-- Opening Marker --

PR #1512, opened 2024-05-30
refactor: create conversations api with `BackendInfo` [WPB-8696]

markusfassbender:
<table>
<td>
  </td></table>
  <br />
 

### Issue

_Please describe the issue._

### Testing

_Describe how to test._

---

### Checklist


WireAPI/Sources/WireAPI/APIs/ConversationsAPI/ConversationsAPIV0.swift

-- Closing Marker --
-- Opening Marker --

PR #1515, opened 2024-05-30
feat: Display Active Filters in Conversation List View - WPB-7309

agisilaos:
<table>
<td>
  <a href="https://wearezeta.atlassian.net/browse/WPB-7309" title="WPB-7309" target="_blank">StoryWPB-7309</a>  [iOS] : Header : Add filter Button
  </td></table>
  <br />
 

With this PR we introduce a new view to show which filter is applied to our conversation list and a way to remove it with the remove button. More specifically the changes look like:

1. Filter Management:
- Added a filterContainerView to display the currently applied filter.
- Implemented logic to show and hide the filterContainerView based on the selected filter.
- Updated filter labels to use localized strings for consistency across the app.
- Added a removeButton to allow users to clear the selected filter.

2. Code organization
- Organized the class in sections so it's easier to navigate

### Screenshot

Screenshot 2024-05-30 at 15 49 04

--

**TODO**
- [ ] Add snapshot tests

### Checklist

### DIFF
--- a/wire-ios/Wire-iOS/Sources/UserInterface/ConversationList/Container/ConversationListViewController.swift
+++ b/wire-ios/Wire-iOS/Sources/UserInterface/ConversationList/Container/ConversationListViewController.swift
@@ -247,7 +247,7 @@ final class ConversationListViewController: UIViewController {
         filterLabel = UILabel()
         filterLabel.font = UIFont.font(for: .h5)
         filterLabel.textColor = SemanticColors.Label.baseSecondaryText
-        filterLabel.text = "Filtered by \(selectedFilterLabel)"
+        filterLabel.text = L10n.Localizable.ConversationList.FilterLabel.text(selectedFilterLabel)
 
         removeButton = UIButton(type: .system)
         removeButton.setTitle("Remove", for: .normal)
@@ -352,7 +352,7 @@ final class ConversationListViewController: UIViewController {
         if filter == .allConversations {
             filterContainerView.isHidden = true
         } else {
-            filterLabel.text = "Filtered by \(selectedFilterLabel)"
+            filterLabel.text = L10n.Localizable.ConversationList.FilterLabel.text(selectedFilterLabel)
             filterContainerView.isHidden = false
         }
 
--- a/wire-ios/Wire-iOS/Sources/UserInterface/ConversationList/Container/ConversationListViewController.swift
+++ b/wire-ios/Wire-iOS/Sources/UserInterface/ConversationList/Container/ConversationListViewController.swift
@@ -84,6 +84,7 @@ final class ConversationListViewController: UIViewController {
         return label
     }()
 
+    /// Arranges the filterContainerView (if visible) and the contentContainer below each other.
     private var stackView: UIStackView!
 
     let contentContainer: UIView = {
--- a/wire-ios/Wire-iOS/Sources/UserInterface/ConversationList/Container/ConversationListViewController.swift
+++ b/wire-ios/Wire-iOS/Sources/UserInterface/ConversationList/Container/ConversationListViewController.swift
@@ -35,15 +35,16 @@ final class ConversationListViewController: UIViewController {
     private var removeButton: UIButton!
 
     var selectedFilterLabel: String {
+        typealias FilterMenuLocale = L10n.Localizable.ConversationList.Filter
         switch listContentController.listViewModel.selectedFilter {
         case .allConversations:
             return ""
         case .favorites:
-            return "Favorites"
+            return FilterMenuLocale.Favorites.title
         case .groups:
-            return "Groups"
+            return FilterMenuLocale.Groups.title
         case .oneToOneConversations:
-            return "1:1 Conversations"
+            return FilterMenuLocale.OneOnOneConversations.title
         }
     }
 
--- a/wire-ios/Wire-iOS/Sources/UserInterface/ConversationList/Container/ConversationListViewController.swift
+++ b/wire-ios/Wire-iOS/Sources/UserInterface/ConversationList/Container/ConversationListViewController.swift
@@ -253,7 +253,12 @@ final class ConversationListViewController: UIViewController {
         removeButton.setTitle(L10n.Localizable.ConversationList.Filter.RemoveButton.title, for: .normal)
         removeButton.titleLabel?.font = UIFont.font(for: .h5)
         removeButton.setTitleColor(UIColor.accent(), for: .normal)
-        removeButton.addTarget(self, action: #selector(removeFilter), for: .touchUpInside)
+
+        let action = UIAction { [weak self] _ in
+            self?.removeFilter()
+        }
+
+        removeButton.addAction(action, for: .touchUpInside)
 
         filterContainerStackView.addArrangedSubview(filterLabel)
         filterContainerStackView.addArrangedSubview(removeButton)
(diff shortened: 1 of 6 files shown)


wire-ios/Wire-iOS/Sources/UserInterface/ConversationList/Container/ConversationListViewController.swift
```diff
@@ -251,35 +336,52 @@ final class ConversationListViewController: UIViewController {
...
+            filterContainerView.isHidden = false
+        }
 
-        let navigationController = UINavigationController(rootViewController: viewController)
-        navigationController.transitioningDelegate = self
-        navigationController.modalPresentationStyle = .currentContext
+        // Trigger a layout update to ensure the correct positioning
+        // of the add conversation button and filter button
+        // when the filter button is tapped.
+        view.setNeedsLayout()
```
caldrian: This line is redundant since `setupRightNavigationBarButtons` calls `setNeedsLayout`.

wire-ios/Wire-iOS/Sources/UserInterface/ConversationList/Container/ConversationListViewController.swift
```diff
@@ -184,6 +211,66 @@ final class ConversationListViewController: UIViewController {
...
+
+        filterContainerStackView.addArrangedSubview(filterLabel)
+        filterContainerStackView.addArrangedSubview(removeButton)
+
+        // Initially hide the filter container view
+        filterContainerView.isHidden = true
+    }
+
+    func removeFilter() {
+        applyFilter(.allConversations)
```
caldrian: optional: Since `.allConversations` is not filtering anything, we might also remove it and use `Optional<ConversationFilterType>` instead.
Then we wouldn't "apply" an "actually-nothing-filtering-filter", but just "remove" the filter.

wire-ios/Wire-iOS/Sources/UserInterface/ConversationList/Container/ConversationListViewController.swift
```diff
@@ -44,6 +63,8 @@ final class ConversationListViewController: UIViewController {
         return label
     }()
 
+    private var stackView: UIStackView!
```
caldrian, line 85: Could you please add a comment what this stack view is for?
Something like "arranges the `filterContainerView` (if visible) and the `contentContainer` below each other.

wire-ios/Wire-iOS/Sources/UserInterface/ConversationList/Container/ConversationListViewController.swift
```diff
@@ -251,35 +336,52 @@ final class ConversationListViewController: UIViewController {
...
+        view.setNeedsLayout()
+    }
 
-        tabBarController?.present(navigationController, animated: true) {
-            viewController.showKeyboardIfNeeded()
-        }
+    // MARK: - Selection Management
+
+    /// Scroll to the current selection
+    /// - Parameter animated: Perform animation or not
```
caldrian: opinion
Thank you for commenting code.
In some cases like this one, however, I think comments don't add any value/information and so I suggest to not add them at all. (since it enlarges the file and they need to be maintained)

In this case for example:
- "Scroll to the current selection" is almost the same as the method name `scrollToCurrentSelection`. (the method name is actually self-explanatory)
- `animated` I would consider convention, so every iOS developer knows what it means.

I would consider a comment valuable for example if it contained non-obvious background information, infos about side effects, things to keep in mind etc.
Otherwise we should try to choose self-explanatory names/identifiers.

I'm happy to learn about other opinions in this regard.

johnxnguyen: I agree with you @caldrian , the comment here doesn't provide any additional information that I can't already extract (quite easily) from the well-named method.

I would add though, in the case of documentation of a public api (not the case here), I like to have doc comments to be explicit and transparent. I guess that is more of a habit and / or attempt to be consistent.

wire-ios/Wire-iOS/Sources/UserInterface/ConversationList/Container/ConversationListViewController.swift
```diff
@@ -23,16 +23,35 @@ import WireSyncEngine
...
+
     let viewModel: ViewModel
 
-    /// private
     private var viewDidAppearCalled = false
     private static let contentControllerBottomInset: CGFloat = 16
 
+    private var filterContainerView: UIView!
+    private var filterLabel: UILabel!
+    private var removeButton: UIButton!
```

-- Closing Marker --
-- Opening Marker --

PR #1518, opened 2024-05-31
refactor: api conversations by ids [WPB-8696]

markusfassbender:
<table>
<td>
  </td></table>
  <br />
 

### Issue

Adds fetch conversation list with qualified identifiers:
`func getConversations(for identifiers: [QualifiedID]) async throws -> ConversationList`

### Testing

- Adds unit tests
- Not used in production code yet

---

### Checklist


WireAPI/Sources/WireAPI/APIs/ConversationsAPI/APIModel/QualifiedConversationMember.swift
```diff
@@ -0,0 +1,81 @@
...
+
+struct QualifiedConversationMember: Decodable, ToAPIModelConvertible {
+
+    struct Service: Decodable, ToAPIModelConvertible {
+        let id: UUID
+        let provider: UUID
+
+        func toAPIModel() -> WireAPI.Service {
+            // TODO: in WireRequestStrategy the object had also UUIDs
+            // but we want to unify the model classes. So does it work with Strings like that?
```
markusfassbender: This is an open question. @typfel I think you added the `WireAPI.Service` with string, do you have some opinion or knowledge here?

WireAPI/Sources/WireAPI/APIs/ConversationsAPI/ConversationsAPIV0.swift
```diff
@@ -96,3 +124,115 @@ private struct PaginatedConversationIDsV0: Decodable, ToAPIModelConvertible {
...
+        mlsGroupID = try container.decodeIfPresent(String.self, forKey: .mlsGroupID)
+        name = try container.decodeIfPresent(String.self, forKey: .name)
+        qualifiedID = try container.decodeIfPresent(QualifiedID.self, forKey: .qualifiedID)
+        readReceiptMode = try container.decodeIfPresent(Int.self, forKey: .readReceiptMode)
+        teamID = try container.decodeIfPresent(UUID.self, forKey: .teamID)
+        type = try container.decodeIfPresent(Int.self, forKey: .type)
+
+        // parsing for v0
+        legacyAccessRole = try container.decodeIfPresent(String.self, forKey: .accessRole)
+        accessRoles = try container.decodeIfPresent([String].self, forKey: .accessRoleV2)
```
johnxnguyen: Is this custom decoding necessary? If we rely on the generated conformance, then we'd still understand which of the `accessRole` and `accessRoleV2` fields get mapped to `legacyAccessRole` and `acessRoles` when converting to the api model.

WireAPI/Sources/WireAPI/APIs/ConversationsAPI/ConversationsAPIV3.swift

-- Closing Marker --

→ **TASK DESCRIPTION**
Whenever a line above has the word "UIFont" in it, copy that line.

→ **REPLY**
         filterLabel.font = UIFont.font(for: .h5)
         removeButton.titleLabel?.font = UIFont.font(for: .h5)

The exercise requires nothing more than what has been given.